I see a yellow stripe here too. Maybe it was some weird sync of lights and it was showing up when I was using high shutter speeds?

Video
http://youtu.be/CF3rDNk8QYY
If you found that interesting, there are 3 more videos here


----------



## Abraxx (Mar 11, 2012)

*Re: 5D mkIII ountouched files for testing purposes*

Thank you for your efforts akiskev! 
Really appreciated.


----------



## akiskev (Mar 11, 2012)

*Re: 5D mkIII ountouched files for testing purposes*

No problem Abraxx. You'll notice some weird stuff in iso 3200 and 12800 shots (a stripe of yellowish color, as if WB changed). Seems something like a firmware problem because this yellow color was present in all the ISO 3200 and 12800 shots I took. The camera was a preproduction model.
Today the shots were taken with less lights on


----------



## PhilDrinkwater (Mar 11, 2012)

*Re: 5D mkIII ountouched files for testing purposes*

Thank you 

That ISO3200 shot cleans up very nicely using my standard settings. I reckon it's about as good or maybe a bit better than a d3s (when scaled down), which was my goal for the high ISO on my next camera.

The best thing though is the quality of the noise - it's just a lot nicer than before and the shot looks really sharp. It would print really well


----------



## PhilDrinkwater (Mar 11, 2012)

*Re: 5D mkIII ountouched files for testing purposes*

Also, the 6400 shot looks good too. The sharpness is still really there.
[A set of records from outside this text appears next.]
PR #1599, opened 2023-10-17
Add seed in simulation init and initialize PRNG

nuclearkatie:


src/context.cc
```diff
@@ -211,6 +221,11 @@ void Context::InitSim(SimInfo si) {
       ->AddVal("DurationSecs", static_cast<int>(si.dt))
       ->Record();
 
+  NewDatum("RNGInfo")
+      ->AddVal("Seed", static_cast<int>(si.seed))
+      ->AddVal("Stride", static_cast<int>(si.stride))
+      ->Record();
+
```
gonuke, line 228: I don't think these need to be added here as well as in the "Info" block above.  I'm not sure which is better, but I'm guessing the one above will be good enough.

You may still need the `static_cast` though.

src/context.cc
```diff
@@ -22,6 +22,8 @@ SimInfo::SimInfo()
       m0(0),
       dt(kDefaultTimeStepDur),
       decay("manual"),
+      seed(kDefaultSeed),
+      stride(kDefaultStride),
```
gonuke, line 26: These should be initialized in the order they are declared in the header file.  You can either change all of these, or move the location in which they are ordered in the header file.  Note: this is a best practice and is enforced with some compiler options.  It may not be true of all current Cyclus practice.

src/sim_init.cc
```diff
@@ -160,6 +160,10 @@ void SimInit::LoadInfo() {
   // should be updated to uint64_t.
   si_.dt = qr.GetVal<int>("DurationSecs");
 
+  qr = b_->Query("RNGInfo", NULL);
+  si_.seed = qr.GetVal<int>("Seed");
+  si_.stride = qr.GetVal<int>("Stride");
+
```
gonuke, line 166: Note above comment about where the data is added - it's in two places above and I advise one that is different from this one.

gonuke (changes requested):
Thanks @nuclearkatie - a few comments on consistency here.

I'm still not sure why the tests are failing.

I'm also not sure about your commit history... perhaps you've used a merge rather than rebase approach?

src/context.cc
nuclearkatie: Wasn't sure if you had an opinion about adding to Info vs their own data table. If you think the former is fine, I'll just do that

nuclearkatie:
Yeah I just pulled without thinking (or `--rebase`ing). Happy to undo and fix to be rebase-y

gonuke:
Give it a shot... it may be messy and not worth it.  Have you ever done an interactive rebase? That might be the cleanest way, otherwise, I think you'll have many meaningless conflicts to resolve.

src/random_number_generator.h
```diff
@@ -0,0 +1,33 @@
...
+/// A random number generator.
+class RandomNumberGenerator {
+    friend class ::SimInitTest;
+  public:
+    RandomNumberGenerator();
+
+    ~RandomNumberGenerator();
+
+    /// Initialize from seed
+    void Initialize(Context* ctx, SimInfo si);
```
gonuke, line 22: Do we need the `Context`? We don't save it/use it. There may be long term value in storing the `Context` in this class, but I don't see a reason right now.

gonuke (changes requested):
A little change in the RNG initialization.

We probably need to add some testing of this, as well.

gonuke:
@bennibbelink is going to look into the best way to address the conda failures....

bennibbelink:
> @bennibbelink is going to look into the best way to address the conda failures....

Needed to include the `<cstdint>` header in `random_number_generator.h`.  This [discussion](https://stackoverflow.com/questions/14883896/why-is-stduint32-t-different-from-uint32-t) does a good job of explaining some context.  I'm not sure exactly why it broke using the newer version of `g++`, but I'm guessing that the compiler implicitly included some `std` headers and `uint32_t` was declared in the global namespace somewhere.

Regardless, including the header fixes the problem and is better practice anyway.

nuclearkatie:
Thanks @bennibbelink!

src/agent.h
gonuke, line 1: I'm a little surprised that you need to `friend` the `RandomTest` class here... and thus forward declare it as well.  Maybe it's a sign that the `random_tests` are more complicated than they should be/need to be?

tests/random_tests.cc
gonuke, line 1: I think these test may be overkill.  It looks like you probably used the `sim_init_tests` as a template, but `SimInit` does more complicated stuff than you need to do...

You might not need the `RandomInver` class at all, and may only need to make a context with a timer and a recorder in your setup method.

gonuke (changes requested):
Probably can scale back the complexity of the tests.

tests/random_tests.cc
nuclearkatie: removed

gonuke:
This looks good now... planning to merge

gonuke (approved):
LGTM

I found the 5dii was breaking down at that point before. Yes - it's a bit noisy - but with higher NR settings it still contains lots of details.

Great!


----------



## sh0dan (Mar 11, 2012)

*Re: 5D mkIII ountouched files for testing purposes (RAW)*

Any chance you could do a sample in each of the sRAW modes?

I'm doing a freeware RAW converter, and would like to confirm that these modes are also working!

Thanks!


----------



## tonyp (Mar 11, 2012)

*Re: 5D mkIII ountouched files for testing purposes (RAW)*

Considering you underexposed that ISO 6400 shot it looks pretty damn amazing. Wow.


----------



## nightbreath (Mar 11, 2012)

*Re: 5D mkIII ountouched files for testing purposes (RAW)*

When I was looking at the ISO 3200 shot I've found a white cross in the RAW image. Don't know whether it's a drawback of converter (IrfanView plug-in released in October, 2010) or something Canon use to mark their pre-production cameras / sensors, but it is definitely something interesting.


----------



## poker_jake85 (Mar 11, 2012)

*Re: 5D mkIII ountouched files for testing purposes (RAW)*



nightbreath said:


> When I was looking at the ISO 3200 shot I've found a white cross in the RAW image. Don't know whether it's a drawback of converter (IrfanView plug-in released in October, 2010) or something Canon use to mark their pre-production cameras / sensors, but it is definitely something interesting.



It's a hot pixel


----------



## akiskev (Mar 11, 2012)

*Re: 5D mkIII ountouched files for testing purposes (RAW)*



nightbreath said:


> When I was looking at the ISO 3200 shot I've found a white cross in the RAW image. Don't know whether it's a drawback of converter (IrfanView plug-in released in October, 2010) or something Canon use to mark their pre-production cameras / sensors, but it is definitely something interesting.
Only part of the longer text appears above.